A shopkeeper on the other side of the street made a show of catching their eye and spitting onto the footpath. He swept the air theatrically with his broom to shoo them away.

‘Why do they call him Birthday, anyway?’ said Mirela, smiling languidly at the shopkeeper. It’d take the Gaje police to get her to move from a public street, and even then she’d give them plenty of chat.

‘It’s his actual name,’ said Samantha. ‘They don’t just call him that.’

‘For real?’ said Mirela.

‘Yep. He was dumped at the hospital on the day he was born. And he had no blanket, nothing. Some wise-arse at the hospital decided to memorialise the moment, I guess, and wrote down Birthday Jones as his name on his birth certificate.’

‘Nice,’ said Mirela, grinning.

‘It’s not funny.’ Samantha nudged Mirela’s foot with her shoe.

‘Hey! I know. It’s pretty mean.’ Mirela laughed. ‘It’s a cool name, though.’

Samantha glowered and turned back to watch the crew work the mall.

‘Maybe that’s why you like him so much,’ said Mirela. ‘On account of … you know … how you came to
us
and all.’

Samantha said nothing. She was sure that had to be part of it. When she’d first heard his story and the tales of some of the other kids out there, she’d felt guilty for having been so
lucky as to have been left with Lala. Sure, there’d been some hard times growing up around Milosh, but it was nothing compared to life as a child in a Romanian orphanage. Even the streets were better than that, and that’s where most of them ended up.

‘Hey, get up,’ she said. ‘He’s coming this way.’

The restaurant strip was the most upmarket in Pantelimon, and a few of the restaurateurs did their best to warn their customers – mostly tourists – about the pickpockets and beggars. The kids would stay away from these cafes, concentrating their trade around the outdoor tables of the other venues, whose owners saved a fortune buying stolen goods from the street kids – often items thieved to order.

Right now, Birthday Jones was making his way through a cluster of people checking out the signposted menu of one of these establishments. Samantha watched him brush past a tall, slim woman in an expensive leather jacket. Waiting for a table with a shorter woman in a red sundress, she barely glanced at him, and didn’t notice that her handbag swayed slightly as he walked away.

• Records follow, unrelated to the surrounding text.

PR #2357, opened 2023-05-15
Implement `@RegisterCollector`

TheRealRyGuy:
Adds an annotation call to `JdbiCollectors#registerCollector(Type, Collector)`, allowing for QoL complex collectors as an alternative to making a `CollectorFactory` for use in interface DAOs. 
This could probably use some tests though

### DIFF
--- a/sqlobject/src/main/java/org/jdbi/v3/sqlobject/config/internal/RegisterCollectorImpl.java
+++ b/sqlobject/src/main/java/org/jdbi/v3/sqlobject/config/internal/RegisterCollectorImpl.java
@@ -7,16 +7,26 @@ import org.jdbi.v3.sqlobject.config.RegisterCollector;
 
 import java.lang.annotation.Annotation;
 import java.lang.reflect.ParameterizedType;
+import java.lang.reflect.Type;
 
 public class RegisterCollectorImpl extends SimpleExtensionConfigurer {
     @Override
     public void configure(ConfigRegistry config, Annotation annotation, Class<?> extensionType) {
         RegisterCollector registerCollector = (RegisterCollector) annotation;
-        JdbiCollectors mappers = config.get(JdbiCollectors.class);
+        JdbiCollectors collectors = config.get(JdbiCollectors.class);
+
         try {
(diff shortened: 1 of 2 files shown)


hgschmie:
Hi @TheRealRyGuy,

Thank you for opening a PR with the Jdbi project. This seems a useful addition to our code base. As you pointed out, it would be good to have some tests (and also add some documentation). I will see if I can address this later this week.

sqlobject/src/main/java/org/jdbi/v3/sqlobject/config/internal/RegisterCollectorImpl.java
```diff
@@ -0,0 +1,35 @@
...
+
+public class RegisterCollectorImpl extends SimpleExtensionConfigurer {
+    @Override
+    public void configure(ConfigRegistry config, Annotation annotation, Class<?> extensionType) {
+        RegisterCollector registerCollector = (RegisterCollector) annotation;
+        JdbiCollectors collectors = config.get(JdbiCollectors.class);
+
+        try {
+            Type type = null; //resultant type
+            for(Type t : registerCollector.value().getGenericInterfaces()) {
```
stevenschlansker, line 20: This looks like it could be something along the lines of `GenericTypes.findGenericParameter(registerCollector.value(), Collector.class).orElseThrow(...)`

stevenschlansker (commented):
Thank you for this - I agree, we should have a test case.

sqlobject/src/main/java/org/jdbi/v3/sqlobject/config/internal/RegisterCollectorImpl.java
TheRealRyGuy: This calls `Class#getGenericSuperclass` instead of `Class#getGenericInterfaces()`, not applicable as far as I know

TheRealRyGuy:
Would appreciate some assistance in writing a test - not 100% sure what generics to pass. Noticed `CollectorFactory` also has wildcard generics on its Collectors and no test so that didn't help me

PR #2377, opened 2023-06-09
Implement @RegisterCollector with tests and short doc

stevenschlansker:
I took the PR and hopefully got it over the finish line with a test and some simple docs.
Bonus fix: try to use the Collector's declared element type, so that you may collect into things that aren't `Iterable`s.

Fixes #2357

### DIFF
--- a/docs/src/adoc/index.adoc
+++ b/docs/src/adoc/index.adoc
@@ -4636,7 +4636,14 @@ the `User.id` and `User.name` fields. Likewise for `r_id` and `r_name` into the
 The link:{jdbidocs}/sqlobject/config/RegisterConstructorMapper.html[@RegisterConstructorMapper^] annotation may be repeated multiple times on
 the same type or method to register multiple constructor mappers.
 
+==== @RegisterCollectorFactory
 
+Convenience annotation to register a `CollectorFactory` for this SqlObject method. See <<Collectors>> for more details.
+
+==== @RegisterCollectorFactory
+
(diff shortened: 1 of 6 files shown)


stevenschlansker:
cc @TheRealRyGuy

TheRealRyGuy:
thank you so much, have had no time lately 
my only thought that I was hopefully gonna get around to - would it be better to use a CollectorSupplier kind of class in this case? Allows for shorthand Collector.of and Collectors usage

docs/src/adoc/index.adoc
```diff
@@ -4636,7 +4636,14 @@ the `User.id` and `User.name` fields. Likewise for `r_id` and `r_name` into the
 The link:{jdbidocs}/sqlobject/config/RegisterConstructorMapper.html[@RegisterConstructorMapper^] annotation may be repeated multiple times on
 the same type or method to register multiple constructor mappers.
 
+==== @RegisterCollectorFactory
```
hgschmie, line 4639: RegisterCollector ?

hgschmie (changes requested):

docs/src/adoc/index.adoc
hgschmie: I think this would be a better fit after `@UseRowReducer`. The docs are so bare bones that, without an example, this will probably not find any users.

hgschmie:
I will merge this and then fix the docs.

Issue #1813, opened 2021-02-24
Stored Procedures without declared out paramters


lavinj87:
Hello

I've been review this PR https://github.com/jdbi/jdbi/pull/1592 and in particular the unit test. In that unit test I have stored procedure that declares two output parameters is correctly executed and parsed, so far so good.

I was wondering, how may you support invocation of stored procedures without output parameters defined as in (sql-server)

```
CREATE PROCEDURE [Foo].[GetAll()] AS
BEGIN TRY
  SELECT BAR, BAZ FROM FROO
END TRY
BEGIN CATCH
 -- error management
END CATCH
```

The use case is to create a new service that makes use of dropwizard and jdbi but the database access is already defined as stored procedures that can't change.

Thanks for your time.

hgschmie:
I am not sure that Jdbi can support this. Ultimately, this will depend on the jdbc driver for sql-server. Jdbi registers outparameters with the driver, if that would ignore the parameters if they are undeclared, then you can just add some dummy out parameters like this:

```java
OutParameters ret = h.createCall("CALL TO_DEGREES(?, ?)")
            .registerOutParameter(0, Types.REF_CURSOR)
            .registerOutParameter(1, Types.REF_CURSOR)
```

and then retrieve the result sets using

```java
List<MyStuff> myStuff = ret.getRowSet(0).map(MyStuff.class).list();
List<MyOtherStuff> myOtherStuff = ret.getRowSet(1).map(MyOtherStuff.class).list();
```

This pretty much all depends on whether the sql server JDBC driver supports that. 

A test would be helpful, a full test case using https://java.testcontainers.org/modules/databases/mssqlserver/ would be fantastic.

PR #2394, opened 2023-06-15
Fix null return values for outparameters

hgschmie:
- converted the procedure tests in TestCallable to postgres
- enabled the disabled tests (pg has outparameters)
- investigated #1813 (and added a test)

Turns out that do not correctly return null values for outparameters
(we always return the default value if an out parameter is null). Fix
that by calling #wasNull() on the statement. Add a test.

### DIFF
--- a/cache/caffeine-cache/src/it/test-caffeine-cache/pom.xml
+++ b/cache/caffeine-cache/src/it/test-caffeine-cache/pom.xml
@@ -147,6 +147,7 @@
                                 <exclude>**/ConstructorMapperPgTest.*</exclude>
                                 <exclude>**/TestArgumentBinder.*</exclude>
                                 <exclude>**/TestQueriesPG.*</exclude>
+                                <exclude>**/TestCallable.*</exclude>
                             </excludes>
                         </configuration>
                     </plugin>
--- a/core/src/main/java/org/jdbi/v3/core/statement/Call.java
+++ b/core/src/main/java/org/jdbi/v3/core/statement/Call.java
@@ -123,11 +123,16 @@ public class Call extends SqlStatement<Call> {
             internalExecute();
             OutParameters out = new OutParameters(getContext());
             for (OutParamArgument param : params) {
-                Object obj = param.map((CallableStatement) stmt);
+                final Object obj = param.map((CallableStatement) stmt);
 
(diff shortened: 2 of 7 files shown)


hgschmie:
@stevenschlansker this warrants some cursory glance, it is obviously correct but it changes behavior slightly.

cache/caffeine-cache/src/it/test-caffeine-cache/pom.xml
```diff
@@ -147,6 +147,7 @@
                                 <exclude>**/ConstructorMapperPgTest.*</exclude>
                                 <exclude>**/TestArgumentBinder.*</exclude>
                                 <exclude>**/TestQueriesPG.*</exclude>
```
stevenschlansker, line 149: Is it possible to hold this configuration somehow by annotating the code? It sucks to edit three pom files just to add a new test case.

core/src/main/java/org/jdbi/v3/core/statement/Call.java
```diff
@@ -198,5 +203,13 @@ public Object map(CallableStatement stmt) {
                 throw new UnableToExecuteStatementException("Could not get OUT parameter from statement", e, getContext());
             }
         }
+
+        private boolean isNull(CallableStatement stmt) {
```
stevenschlansker, line 207: Should this test go into the `OutParamArgument.map` logic instead? Right now it hides all the logic about fetching the value from the statement, and now it is split across two places. Imagine testing `OutParamArgument.map` in isolation; you would expect it to return `null` if the fetched value `wasNull`.

stevenschlansker (approved):

cache/caffeine-cache/src/it/test-caffeine-cache/pom.xml
hgschmie: will all be gone once JDK8 is gone

core/src/main/java/org/jdbi/v3/core/statement/Call.java
hgschmie: i tried a few shapes, this seemed least painful. Otherwise, I need to assign to an object, do null check at the end and return the object or null.

Issue #2395, opened 2023-06-15
Error encountered while converting json string to List during JSON deserialization in JDBI 3


satviksach:
Context:
I'm facing an issue with JSON deserialization in JDBI 3 while using the jdbi3-json module with the Jackson2 plugin. My goal is to map a JSON column to a List<ColumnMetadata> field, but I'm encountering an error when trying to convert the JSON string to a List object. To provide further context, here is the schema of the table involved:

Table Schema:

    Table Name: TableConfig
    Columns:
        organizationId (int)
        tableName (string)
        columnMetadata (json)

Code Snippet - TableConfig Class:

```
public class TableConfig {
    private int organizationId;
    private String tableName;

    @Json
    private List<ColumnMetadata> columnMetadata;

    // Constructors, getters, and other methods
}

```
Code Snippet - ColumnMetadata Class:
```

public class ColumnMetadata {
    private String fieldName;
    private boolean visible;
    private Integer order;

    // Constructors, getters, and other methods
}

```
Code Snippet - DAO Get Call:

java[EDIT]
```
@SqlQuery("""
            SELECT *
            FROM OrganizationTableConfig
            WHERE OrganizationID = :organizationId AND TableName = :tableName
            """)
@RegisterBeanMapper(TableConfig.class)
    TableConfig getTableConfig(
            @Bind("organizationId") int organizationId,
            @Bind("tableName") String tableName
    );

```
Sample Error Message:
Upon attempting the JSON deserialization, I receive the following error message: "Cannot cast java.lang.String to java.util.List". This error prevents the successful conversion of the JSON string into the List<ColumnMetadata> field.

Expected Outcome:
I'm seeking assistance in resolving this issue and correctly performing the JSON deserialization for the columnMetadata field in the given TableConfig class while utilizing the jdbi3-json module. Any guidance, suggestions, or alternative approaches would be greatly appreciated.

stevenschlansker:
Hi @satviksach , it looks like in your DAO:

```
@SqlQuery("SELECT * FROM TableConfig")
List getAllTableConfigs();
}
```

This uses the raw type `List`, so Jdbi does not know what type you want it to return. Try using a parameterized type like `List<TableConfig>`.

natebranchapp:
Better question is: Does JDBI support converting a `JSON` SQL column type that contains an JSON array (vs. an object) to a java `List<MyJson> listOfJsonObjects` Or only JSON objects?

natebranchapp:
[...]

PR #2396, opened 2023-06-16
Add a unit test for issue 2395

hgschmie:
Ensure that this works just fine. :-)

### DIFF
--- a/json/src/test/java/org/jdbi/v3/json/AbstractIssue2395Test.java
+++ b/json/src/test/java/org/jdbi/v3/json/AbstractIssue2395Test.java
@@ -1,0 +1,320 @@
+/*
+ * Licensed under the Apache License, Version 2.0 (the "License");
+ * you may not use this file except in compliance with the License.
+ * You may obtain a copy of the License at
+ *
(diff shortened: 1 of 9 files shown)


json/src/test/java/org/jdbi/v3/json/AbstractIssue2395Test.java
```diff
@@ -0,0 +1,161 @@
...
+        assertThat(dao.retrieve(2)).isEqualTo(data2);
+    }
+
+    public interface Dao {
+
+        @SqlUpdate("insert into test2395 (id, name, data) values (:id, :name, :data)")
+        void write(@BindBean Wrapper bean);
+
+        @SqlQuery("select * from test2395")
+        List<Wrapper> readAll();
```
stevenschlansker, line 71: If this issue is testing #2395 , I think this is slightly different. The OP asked about mapping `@Json List<T>` from a `[T, T]` json response, which is not the same as mapping `List<@Json T>` from a result set with many rows of `T`, which is what this test checks

stevenschlansker (approved):

PR #2408, opened 2023-06-27
Remove JSR 305 annotations

hgschmie:
The findbugs jsr305 annotations jar uses annotations in the
javax.annotation namespace, which causes problems with JPMS.

Remove the annotations from the code base. The Jdbi code itself
transitions to error prone and spotbugs.

For code that uses Jdbi (and all tests), a new
annotation (org.jdbi.v3.core.mapper.reflect.Nullable) is introduced as
all candidates either do not have Runtime retention (spotbugs,
jetbrains), have problems with JPMS (jsr305), are very
specialized (spring) or obscure (checker framework).


stevenschlansker (changes requested):
Let's use the `jakarta.annotation-api` that provides `Nullable` and `Nonnull` rather than rolling our own, unless there's a reason not to.

hgschmie:
replaced custom annotation with jakarta.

From their concrete hideout, Samantha grinned. She gave their whistle. Birthday looked up, spotted her instantly. Other than a slight tilt of his trucker cap, his expression didn’t change at all.

‘Hey, hoodlum,’ she said when he reached the bins.

That got her the dimples.

‘Hey, yourself, superstar,’ he said, looking down at them. ‘Mirela,’ he added.

Mirela nodded. ‘What’s up?’ she said, blushing.

‘Well, you two should know. You’re the talk of the town.’

Samantha frowned. ‘Huh?’

‘Don’t get up,’ he said. ‘Cici will see you and then we’ll all have a very bad day. Just wait here a second. I’m gonna bail. You guys hungry?’

‘Always,’ said Mirela.

‘So you got any money?’ said Birthday Jones.

Samantha really was hungry now. The sights and smells of the food at the outdoor market always drove her crazy. They walked past a particularly fragrant stall. Mounds of deep-brown, sandy, red and golden-coloured ground spices filled the air with cinnamon, cloves, cumin, paprika. She took a deep breath. She felt like burying her face in one of the bowls.